WORK REQUIRED - In this exercise, return each entry exactly as given.

___ GIVEN INFORMATION

PR #2185, opened 2020-07-05
Add support for Detox Recorder in Detox CLI

LeoNatan:
This adds support for [DetoxRecorder](https://github.com/wix/DetoxRecorder) in Detox CLI.

Now, when running `detox recorder`, CLI will test to see if Recorder is installed and forward that binary the commands. Otherwise behave the same as before.

### DIFF
--- a/detox-cli/cli.js
+++ b/detox-cli/cli.js
@@ -15,14 +15,29 @@ if (fs.existsSync(detoxPackageJsonPath)) {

______

ANSWER TO THIS TASK -
PR #2185, opened 2020-07-05
Add support for Detox Recorder in Detox CLI

LeoNatan:
This adds support for [DetoxRecorder](https://github.com/wix/DetoxRecorder) in Detox CLI.

Now, when running `detox recorder`, CLI will test to see if Recorder is installed and forward that binary the commands. Otherwise behave the same as before.

### DIFF
--- a/detox-cli/cli.js
+++ b/detox-cli/cli.js
@@ -15,14 +15,29 @@ if (fs.existsSync(detoxPackageJsonPath)) {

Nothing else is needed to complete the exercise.